[Dataset records]

* * * * * * * * *

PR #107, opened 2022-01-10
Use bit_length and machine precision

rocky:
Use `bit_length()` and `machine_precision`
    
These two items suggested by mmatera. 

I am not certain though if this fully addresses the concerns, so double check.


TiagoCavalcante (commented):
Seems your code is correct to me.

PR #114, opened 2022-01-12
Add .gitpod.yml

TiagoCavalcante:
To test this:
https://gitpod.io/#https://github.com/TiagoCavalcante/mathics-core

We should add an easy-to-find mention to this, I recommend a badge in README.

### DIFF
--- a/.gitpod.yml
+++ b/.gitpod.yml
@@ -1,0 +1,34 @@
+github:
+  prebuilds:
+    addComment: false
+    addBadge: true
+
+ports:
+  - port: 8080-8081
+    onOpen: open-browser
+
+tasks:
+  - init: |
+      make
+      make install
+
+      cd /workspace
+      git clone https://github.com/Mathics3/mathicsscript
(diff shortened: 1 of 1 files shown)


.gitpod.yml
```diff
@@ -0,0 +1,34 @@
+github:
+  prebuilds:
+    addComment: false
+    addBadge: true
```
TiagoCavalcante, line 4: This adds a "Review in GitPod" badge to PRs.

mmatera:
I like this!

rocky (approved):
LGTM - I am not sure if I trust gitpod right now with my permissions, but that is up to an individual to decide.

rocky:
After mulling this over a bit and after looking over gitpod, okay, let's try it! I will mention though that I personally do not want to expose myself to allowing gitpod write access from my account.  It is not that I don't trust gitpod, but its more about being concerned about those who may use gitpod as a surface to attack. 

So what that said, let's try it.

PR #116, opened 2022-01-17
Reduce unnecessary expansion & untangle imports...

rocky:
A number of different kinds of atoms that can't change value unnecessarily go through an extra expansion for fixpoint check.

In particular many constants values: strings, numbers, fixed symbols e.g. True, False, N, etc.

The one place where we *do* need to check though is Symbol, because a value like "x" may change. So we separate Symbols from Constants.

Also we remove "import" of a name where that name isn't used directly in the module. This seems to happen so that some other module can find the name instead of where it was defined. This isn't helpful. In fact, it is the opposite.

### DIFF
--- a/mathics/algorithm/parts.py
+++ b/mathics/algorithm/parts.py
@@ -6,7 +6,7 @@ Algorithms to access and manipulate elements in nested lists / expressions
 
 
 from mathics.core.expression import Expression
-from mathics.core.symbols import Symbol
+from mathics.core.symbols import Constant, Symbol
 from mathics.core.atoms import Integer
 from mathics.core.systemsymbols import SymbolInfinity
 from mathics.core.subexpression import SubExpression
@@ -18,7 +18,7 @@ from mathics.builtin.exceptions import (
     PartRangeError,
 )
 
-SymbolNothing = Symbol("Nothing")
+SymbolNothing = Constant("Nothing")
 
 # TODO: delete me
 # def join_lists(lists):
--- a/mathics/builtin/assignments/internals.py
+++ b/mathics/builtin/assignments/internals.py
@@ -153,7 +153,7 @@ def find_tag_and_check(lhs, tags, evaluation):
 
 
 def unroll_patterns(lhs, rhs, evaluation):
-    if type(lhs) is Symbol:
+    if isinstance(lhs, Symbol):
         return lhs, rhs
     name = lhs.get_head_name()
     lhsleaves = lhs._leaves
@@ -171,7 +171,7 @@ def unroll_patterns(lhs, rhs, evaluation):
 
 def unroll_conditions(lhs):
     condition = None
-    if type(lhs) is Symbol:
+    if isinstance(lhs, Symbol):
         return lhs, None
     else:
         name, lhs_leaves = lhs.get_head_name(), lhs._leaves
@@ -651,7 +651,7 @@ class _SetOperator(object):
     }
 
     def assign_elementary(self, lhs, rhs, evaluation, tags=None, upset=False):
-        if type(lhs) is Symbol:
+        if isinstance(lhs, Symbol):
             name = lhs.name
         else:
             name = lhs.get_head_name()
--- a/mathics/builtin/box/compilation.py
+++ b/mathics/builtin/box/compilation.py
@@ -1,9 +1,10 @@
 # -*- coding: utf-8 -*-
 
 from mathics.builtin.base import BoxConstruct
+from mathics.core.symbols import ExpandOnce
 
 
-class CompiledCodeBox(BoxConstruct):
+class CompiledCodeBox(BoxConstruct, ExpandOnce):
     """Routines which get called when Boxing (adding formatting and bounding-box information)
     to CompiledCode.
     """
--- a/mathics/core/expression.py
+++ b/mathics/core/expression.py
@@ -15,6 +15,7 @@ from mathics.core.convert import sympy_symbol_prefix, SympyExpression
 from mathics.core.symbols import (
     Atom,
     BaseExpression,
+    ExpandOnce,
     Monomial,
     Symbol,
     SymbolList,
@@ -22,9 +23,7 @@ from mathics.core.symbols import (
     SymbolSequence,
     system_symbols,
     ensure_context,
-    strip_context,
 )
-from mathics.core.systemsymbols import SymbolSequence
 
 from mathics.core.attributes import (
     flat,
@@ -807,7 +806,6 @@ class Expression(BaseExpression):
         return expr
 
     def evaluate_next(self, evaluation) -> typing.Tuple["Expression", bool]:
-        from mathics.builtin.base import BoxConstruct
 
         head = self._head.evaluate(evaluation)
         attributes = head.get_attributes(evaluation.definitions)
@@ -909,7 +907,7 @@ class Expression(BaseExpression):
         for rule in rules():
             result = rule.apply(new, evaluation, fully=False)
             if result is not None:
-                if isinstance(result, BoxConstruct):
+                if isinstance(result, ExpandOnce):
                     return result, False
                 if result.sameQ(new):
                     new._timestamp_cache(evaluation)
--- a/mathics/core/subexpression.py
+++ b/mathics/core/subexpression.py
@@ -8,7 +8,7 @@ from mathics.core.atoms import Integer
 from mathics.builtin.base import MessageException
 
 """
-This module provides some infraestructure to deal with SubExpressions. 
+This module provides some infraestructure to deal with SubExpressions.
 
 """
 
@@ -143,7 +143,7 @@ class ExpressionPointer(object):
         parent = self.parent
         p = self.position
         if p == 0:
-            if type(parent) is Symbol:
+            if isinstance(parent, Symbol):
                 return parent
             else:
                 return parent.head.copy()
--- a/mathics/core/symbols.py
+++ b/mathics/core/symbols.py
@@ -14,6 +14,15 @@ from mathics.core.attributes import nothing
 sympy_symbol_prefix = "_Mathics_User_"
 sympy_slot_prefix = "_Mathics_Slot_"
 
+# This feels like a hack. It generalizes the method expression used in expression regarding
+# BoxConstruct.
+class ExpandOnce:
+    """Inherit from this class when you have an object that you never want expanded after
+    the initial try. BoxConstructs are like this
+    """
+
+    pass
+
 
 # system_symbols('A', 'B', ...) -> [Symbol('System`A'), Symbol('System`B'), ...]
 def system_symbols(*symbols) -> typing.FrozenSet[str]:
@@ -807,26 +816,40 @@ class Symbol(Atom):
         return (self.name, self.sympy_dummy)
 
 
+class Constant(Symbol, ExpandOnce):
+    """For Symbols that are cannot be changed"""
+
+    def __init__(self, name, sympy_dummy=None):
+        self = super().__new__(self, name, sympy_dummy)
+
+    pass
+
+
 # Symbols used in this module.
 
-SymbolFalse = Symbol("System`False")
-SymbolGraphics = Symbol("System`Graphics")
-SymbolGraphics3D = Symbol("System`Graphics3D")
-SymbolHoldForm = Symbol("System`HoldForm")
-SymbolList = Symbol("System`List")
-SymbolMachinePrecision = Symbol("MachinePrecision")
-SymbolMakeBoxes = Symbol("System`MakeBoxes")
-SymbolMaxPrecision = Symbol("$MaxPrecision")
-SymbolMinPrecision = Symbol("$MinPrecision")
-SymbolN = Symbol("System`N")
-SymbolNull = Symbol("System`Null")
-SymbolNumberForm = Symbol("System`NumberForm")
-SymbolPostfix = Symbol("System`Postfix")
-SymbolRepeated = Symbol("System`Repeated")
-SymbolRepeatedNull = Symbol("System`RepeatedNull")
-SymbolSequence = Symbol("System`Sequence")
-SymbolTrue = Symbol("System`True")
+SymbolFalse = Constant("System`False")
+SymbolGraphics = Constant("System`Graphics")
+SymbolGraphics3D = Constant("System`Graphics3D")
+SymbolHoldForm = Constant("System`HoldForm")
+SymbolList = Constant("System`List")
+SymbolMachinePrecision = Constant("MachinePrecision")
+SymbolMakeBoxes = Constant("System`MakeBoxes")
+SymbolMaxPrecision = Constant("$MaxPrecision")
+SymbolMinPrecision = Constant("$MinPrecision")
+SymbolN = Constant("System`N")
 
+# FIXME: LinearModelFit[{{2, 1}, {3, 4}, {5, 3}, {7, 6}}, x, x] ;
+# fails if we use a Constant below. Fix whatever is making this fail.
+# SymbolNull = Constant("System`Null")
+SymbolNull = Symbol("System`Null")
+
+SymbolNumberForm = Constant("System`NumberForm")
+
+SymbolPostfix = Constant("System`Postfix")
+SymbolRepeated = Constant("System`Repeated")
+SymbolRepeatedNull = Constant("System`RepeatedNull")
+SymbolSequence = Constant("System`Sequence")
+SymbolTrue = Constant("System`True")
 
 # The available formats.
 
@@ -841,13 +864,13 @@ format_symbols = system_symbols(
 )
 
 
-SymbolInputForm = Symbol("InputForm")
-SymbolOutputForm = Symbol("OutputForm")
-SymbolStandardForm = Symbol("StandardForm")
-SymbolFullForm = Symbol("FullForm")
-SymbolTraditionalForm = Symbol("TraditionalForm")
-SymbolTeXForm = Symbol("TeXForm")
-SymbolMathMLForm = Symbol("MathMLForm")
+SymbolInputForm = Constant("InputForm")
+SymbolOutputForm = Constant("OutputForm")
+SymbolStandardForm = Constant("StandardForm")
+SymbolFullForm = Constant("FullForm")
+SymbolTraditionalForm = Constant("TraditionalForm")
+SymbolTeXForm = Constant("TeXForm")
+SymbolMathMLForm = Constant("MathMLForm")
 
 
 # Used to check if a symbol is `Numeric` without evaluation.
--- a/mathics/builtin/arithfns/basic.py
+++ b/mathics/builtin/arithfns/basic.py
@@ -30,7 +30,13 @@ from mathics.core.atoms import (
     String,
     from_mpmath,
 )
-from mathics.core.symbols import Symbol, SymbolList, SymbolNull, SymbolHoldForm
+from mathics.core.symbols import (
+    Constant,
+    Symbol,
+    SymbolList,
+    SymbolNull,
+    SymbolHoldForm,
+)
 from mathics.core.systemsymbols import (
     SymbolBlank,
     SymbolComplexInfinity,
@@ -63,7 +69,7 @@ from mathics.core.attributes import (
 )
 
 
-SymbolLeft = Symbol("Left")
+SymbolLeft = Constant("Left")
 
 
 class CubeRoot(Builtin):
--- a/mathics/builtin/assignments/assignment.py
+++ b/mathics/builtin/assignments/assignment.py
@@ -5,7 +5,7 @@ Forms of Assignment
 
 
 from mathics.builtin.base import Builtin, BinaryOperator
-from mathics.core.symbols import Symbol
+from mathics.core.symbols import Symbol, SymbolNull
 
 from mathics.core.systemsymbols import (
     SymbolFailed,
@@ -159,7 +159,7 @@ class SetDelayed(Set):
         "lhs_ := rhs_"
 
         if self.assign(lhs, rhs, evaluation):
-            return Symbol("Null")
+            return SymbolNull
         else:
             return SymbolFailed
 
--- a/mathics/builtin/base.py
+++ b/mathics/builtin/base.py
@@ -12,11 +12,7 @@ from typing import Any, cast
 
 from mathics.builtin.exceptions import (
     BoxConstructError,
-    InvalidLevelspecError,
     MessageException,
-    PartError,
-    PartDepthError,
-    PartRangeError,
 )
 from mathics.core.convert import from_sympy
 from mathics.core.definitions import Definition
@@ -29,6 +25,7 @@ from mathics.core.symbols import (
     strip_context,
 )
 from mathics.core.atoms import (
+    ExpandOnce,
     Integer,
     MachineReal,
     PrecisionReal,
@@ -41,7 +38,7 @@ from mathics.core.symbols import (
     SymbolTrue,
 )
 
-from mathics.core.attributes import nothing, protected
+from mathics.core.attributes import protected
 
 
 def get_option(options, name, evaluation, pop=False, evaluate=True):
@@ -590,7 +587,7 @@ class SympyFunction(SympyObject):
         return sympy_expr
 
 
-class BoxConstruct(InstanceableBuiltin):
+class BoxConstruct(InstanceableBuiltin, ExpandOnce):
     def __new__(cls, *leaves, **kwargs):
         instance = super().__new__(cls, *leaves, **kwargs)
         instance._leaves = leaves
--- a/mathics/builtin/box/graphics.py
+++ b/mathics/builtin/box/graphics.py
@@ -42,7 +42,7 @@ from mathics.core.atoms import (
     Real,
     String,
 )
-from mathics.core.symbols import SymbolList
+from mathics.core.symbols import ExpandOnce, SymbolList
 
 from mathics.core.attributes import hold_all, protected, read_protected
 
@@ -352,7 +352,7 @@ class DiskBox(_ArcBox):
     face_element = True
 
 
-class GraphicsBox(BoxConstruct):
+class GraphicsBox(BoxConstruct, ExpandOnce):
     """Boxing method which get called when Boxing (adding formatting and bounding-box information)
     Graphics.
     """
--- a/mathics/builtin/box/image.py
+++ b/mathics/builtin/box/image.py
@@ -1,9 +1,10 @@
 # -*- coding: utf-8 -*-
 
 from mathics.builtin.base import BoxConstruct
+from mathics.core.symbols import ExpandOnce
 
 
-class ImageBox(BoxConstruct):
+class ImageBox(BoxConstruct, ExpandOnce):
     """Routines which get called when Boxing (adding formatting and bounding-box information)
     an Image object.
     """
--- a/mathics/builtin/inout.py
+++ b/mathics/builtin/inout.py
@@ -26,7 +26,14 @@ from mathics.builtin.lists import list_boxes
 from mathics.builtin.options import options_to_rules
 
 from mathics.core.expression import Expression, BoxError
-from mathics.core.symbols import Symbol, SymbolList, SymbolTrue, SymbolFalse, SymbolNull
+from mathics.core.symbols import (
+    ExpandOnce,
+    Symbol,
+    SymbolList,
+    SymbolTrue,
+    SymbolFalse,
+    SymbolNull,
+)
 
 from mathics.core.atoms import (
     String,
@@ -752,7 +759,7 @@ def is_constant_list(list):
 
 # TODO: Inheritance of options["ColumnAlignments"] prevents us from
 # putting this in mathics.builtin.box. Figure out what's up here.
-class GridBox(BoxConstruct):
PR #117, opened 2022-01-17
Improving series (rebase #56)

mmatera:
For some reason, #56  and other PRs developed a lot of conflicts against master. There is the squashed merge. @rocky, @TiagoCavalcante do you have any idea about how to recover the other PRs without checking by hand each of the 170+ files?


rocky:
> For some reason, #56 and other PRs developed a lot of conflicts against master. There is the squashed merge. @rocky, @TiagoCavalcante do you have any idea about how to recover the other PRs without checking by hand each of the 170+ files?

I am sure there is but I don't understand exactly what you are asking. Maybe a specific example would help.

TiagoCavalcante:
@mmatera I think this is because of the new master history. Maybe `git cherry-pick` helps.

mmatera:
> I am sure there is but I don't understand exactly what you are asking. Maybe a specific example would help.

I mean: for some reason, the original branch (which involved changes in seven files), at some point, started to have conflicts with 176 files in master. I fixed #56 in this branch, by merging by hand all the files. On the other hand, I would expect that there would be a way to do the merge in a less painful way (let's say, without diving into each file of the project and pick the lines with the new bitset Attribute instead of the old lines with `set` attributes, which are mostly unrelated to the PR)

* * * * * * * * *

= WHAT IS REQUIRED =
Please restate only the opening stretch of the records above: every line from the first through the one containing "In particular many", exactly as written.

= SOLUTION =
PR #107, opened 2022-01-10
Use bit_length and machine precision

rocky:
Use `bit_length()` and `machine_precision`
    
These two items suggested by mmatera. 

I am not certain though if this fully addresses the concerns, so double check.


TiagoCavalcante (commented):
Seems your code is correct to me.

PR #114, opened 2022-01-12
Add .gitpod.yml

TiagoCavalcante:
To test this:
https://gitpod.io/#https://github.com/TiagoCavalcante/mathics-core

We should add an easy-to-find mention to this, I recommend a badge in README.

### DIFF
--- a/.gitpod.yml
+++ b/.gitpod.yml
@@ -1,0 +1,34 @@
+github:
+  prebuilds:
+    addComment: false
+    addBadge: true
+
+ports:
+  - port: 8080-8081
+    onOpen: open-browser
+
+tasks:
+  - init: |
+      make
+      make install
+
+      cd /workspace
+      git clone https://github.com/Mathics3/mathicsscript
(diff shortened: 1 of 1 files shown)


.gitpod.yml
```diff
@@ -0,0 +1,34 @@
+github:
+  prebuilds:
+    addComment: false
+    addBadge: true
```
TiagoCavalcante, line 4: This adds a "Review in GitPod" badge to PRs.

mmatera:
I like this!

rocky (approved):
LGTM - I am not sure if I trust gitpod right now with my permissions, but that is up to an individual to decide.

rocky:
After mulling this over a bit and after looking over gitpod, okay, let's try it! I will mention though that I personally do not want to expose myself to allowing gitpod write access from my account.  It is not that I don't trust gitpod, but its more about being concerned about those who may use gitpod as a surface to attack. 

So what that said, let's try it.

PR #116, opened 2022-01-17
Reduce unnecessary expansion & untangle imports...

rocky:
A number of different kinds of atoms that can't change value unnecessarily go through an extra expansion for fixpoint check.

In particular many constants values: strings, numbers, fixed symbols e.g. True, False, N, etc.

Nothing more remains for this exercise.